(Raw data)
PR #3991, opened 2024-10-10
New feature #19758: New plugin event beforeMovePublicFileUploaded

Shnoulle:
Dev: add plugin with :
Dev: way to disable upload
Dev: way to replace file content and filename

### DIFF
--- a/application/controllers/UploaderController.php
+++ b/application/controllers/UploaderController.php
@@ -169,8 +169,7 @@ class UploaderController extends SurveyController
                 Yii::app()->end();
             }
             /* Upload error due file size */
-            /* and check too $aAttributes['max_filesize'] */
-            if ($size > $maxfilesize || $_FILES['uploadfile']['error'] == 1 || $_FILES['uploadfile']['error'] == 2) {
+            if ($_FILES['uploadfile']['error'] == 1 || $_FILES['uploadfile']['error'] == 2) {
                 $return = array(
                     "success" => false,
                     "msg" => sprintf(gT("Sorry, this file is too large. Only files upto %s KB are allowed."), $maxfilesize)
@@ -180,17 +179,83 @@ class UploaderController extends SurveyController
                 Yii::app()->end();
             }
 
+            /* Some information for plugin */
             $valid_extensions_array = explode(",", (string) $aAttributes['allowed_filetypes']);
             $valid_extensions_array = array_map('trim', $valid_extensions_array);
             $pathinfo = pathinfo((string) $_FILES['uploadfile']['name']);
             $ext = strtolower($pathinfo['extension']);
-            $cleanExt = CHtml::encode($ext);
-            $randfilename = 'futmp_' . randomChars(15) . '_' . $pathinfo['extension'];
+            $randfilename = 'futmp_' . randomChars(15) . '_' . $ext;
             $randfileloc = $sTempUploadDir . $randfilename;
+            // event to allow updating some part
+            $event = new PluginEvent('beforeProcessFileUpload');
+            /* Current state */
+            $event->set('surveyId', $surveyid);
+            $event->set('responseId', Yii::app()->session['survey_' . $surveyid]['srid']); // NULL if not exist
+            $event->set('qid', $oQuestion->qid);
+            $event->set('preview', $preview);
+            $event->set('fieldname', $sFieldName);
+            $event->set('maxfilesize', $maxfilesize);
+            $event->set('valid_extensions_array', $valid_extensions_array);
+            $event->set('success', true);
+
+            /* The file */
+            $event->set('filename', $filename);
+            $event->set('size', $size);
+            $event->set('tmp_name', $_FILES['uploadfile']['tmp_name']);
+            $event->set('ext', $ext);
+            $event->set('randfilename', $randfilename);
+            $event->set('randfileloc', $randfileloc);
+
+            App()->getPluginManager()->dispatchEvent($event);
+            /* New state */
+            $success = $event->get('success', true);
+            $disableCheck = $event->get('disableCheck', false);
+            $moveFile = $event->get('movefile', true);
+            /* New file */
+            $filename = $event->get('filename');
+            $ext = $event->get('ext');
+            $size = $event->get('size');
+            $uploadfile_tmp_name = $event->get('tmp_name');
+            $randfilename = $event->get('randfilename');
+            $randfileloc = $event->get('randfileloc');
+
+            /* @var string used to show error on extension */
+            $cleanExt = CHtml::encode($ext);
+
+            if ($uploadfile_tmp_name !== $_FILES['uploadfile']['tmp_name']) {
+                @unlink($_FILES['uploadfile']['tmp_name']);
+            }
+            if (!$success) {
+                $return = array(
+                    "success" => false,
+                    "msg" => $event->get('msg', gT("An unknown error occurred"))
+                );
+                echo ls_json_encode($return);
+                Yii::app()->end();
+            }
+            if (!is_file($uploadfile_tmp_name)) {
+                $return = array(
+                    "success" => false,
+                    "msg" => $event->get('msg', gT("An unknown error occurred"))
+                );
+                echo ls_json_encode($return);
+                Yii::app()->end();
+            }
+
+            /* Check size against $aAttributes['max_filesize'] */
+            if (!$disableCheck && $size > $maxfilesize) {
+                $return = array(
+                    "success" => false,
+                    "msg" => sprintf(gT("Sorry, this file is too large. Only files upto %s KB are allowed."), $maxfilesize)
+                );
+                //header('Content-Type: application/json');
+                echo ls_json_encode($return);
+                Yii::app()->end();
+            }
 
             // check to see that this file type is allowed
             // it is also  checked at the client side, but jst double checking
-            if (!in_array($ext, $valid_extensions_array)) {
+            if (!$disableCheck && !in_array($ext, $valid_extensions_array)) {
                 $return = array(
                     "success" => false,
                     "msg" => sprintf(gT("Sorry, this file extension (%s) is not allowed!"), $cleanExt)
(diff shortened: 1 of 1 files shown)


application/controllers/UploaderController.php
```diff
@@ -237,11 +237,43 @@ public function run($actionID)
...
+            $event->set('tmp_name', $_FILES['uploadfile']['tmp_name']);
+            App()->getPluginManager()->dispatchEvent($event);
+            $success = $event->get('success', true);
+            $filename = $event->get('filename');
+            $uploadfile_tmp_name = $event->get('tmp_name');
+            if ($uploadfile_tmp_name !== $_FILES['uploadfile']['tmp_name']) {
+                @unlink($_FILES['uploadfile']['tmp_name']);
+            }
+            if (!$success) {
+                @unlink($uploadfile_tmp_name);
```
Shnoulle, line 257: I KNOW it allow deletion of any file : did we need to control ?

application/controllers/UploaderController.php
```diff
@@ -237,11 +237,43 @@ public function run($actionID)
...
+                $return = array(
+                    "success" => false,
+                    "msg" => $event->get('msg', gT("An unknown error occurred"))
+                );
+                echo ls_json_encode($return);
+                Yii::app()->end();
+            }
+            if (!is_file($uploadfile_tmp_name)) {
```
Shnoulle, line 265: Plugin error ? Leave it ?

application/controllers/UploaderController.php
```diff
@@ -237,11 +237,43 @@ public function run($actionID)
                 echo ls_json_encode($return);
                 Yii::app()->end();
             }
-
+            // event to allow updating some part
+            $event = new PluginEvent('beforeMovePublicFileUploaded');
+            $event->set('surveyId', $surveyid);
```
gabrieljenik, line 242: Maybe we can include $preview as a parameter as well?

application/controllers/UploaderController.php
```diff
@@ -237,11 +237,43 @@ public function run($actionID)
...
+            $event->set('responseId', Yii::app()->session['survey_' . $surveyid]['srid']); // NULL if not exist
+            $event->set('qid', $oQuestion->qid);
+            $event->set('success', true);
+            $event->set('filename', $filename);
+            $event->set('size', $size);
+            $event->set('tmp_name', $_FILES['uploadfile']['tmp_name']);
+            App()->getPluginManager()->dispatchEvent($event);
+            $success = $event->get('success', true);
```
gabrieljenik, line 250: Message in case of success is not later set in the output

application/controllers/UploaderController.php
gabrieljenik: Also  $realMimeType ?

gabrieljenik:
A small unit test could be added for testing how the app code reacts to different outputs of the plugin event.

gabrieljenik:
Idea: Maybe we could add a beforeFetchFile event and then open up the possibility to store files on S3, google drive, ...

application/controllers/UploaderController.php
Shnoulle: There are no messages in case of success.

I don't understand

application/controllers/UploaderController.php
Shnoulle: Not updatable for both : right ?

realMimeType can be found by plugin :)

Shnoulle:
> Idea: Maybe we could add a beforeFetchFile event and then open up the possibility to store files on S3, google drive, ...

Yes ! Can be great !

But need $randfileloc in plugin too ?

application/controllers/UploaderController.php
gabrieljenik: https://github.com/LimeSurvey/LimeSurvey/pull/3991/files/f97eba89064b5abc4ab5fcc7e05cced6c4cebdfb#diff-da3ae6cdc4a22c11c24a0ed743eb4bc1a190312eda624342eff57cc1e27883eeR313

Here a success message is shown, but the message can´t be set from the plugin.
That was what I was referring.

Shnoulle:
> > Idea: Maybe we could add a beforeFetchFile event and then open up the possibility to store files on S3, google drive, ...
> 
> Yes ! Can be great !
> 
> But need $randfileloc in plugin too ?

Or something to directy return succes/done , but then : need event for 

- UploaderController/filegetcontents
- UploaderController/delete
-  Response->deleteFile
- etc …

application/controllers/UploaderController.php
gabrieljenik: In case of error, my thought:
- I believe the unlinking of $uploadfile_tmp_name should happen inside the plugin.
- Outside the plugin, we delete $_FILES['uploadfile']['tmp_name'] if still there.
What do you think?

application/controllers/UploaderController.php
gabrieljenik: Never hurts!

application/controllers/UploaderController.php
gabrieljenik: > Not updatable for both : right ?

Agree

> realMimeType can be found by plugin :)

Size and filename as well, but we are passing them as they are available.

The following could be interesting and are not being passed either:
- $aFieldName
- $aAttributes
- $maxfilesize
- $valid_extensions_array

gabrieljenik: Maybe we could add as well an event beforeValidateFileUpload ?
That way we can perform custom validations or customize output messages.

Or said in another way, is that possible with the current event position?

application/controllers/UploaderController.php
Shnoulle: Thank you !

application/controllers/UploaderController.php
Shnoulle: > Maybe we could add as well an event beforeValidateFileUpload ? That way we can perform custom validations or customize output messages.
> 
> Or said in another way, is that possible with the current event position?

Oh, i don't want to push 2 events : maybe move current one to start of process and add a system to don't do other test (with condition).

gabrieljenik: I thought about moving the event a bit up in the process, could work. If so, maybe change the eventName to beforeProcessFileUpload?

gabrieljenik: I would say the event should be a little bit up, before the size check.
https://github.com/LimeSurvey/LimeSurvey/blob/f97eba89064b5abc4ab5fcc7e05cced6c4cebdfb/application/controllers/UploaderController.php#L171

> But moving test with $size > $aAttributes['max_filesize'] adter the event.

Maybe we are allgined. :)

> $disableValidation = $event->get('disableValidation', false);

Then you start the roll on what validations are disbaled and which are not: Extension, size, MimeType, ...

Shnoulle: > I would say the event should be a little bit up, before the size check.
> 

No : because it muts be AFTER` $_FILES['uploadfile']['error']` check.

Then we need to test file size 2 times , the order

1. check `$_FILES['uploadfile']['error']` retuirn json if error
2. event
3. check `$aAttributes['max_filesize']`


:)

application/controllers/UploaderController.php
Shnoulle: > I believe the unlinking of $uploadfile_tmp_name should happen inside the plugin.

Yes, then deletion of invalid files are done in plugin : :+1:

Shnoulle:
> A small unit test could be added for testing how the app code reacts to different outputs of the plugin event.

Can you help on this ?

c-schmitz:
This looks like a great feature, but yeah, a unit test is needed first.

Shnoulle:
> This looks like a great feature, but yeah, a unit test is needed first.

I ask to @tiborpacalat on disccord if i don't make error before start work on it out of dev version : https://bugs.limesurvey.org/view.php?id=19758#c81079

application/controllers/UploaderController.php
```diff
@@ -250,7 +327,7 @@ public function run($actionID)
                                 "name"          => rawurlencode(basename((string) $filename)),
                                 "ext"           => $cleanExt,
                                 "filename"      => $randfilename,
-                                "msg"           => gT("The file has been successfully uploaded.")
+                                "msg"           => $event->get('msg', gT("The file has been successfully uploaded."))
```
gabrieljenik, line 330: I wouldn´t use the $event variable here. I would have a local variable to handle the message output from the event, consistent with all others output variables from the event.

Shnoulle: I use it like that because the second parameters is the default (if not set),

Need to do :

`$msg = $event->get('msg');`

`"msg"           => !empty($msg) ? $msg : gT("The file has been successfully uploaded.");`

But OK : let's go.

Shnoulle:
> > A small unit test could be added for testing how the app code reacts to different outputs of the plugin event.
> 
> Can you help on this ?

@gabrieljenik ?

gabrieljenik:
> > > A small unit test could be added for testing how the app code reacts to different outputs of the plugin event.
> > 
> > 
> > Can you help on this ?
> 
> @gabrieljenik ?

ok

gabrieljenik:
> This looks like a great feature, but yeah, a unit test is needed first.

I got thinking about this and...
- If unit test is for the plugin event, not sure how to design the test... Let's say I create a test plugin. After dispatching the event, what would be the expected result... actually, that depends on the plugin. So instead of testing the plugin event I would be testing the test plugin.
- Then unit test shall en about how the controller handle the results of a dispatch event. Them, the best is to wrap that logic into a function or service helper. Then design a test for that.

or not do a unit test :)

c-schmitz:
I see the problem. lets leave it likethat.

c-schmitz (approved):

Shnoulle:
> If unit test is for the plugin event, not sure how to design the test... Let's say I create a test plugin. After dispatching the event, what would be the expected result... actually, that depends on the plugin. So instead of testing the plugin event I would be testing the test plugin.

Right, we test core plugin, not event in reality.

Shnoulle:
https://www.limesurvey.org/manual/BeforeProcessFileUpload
(End Raw data)
* Problem to solve *
Among the entries above, copy exactly only the lines starting with the one containing "- $valid_extensions_array" and going through the one containing "gabrieljenik: I thought", both ends included.

* Solution *
- $valid_extensions_array

gabrieljenik: Maybe we could add as well an event beforeValidateFileUpload ?
That way we can perform custom validations or customize output messages.

Or said in another way, is that possible with the current event position?

application/controllers/UploaderController.php
Shnoulle: Thank you !

application/controllers/UploaderController.php
Shnoulle: > Maybe we could add as well an event beforeValidateFileUpload ? That way we can perform custom validations or customize output messages.
> 
> Or said in another way, is that possible with the current event position?

Oh, i don't want to push 2 events : maybe move current one to start of process and add a system to don't do other test (with condition).

gabrieljenik: I thought about moving the event a bit up in the process, could work. If so, maybe change the eventName to beforeProcessFileUpload?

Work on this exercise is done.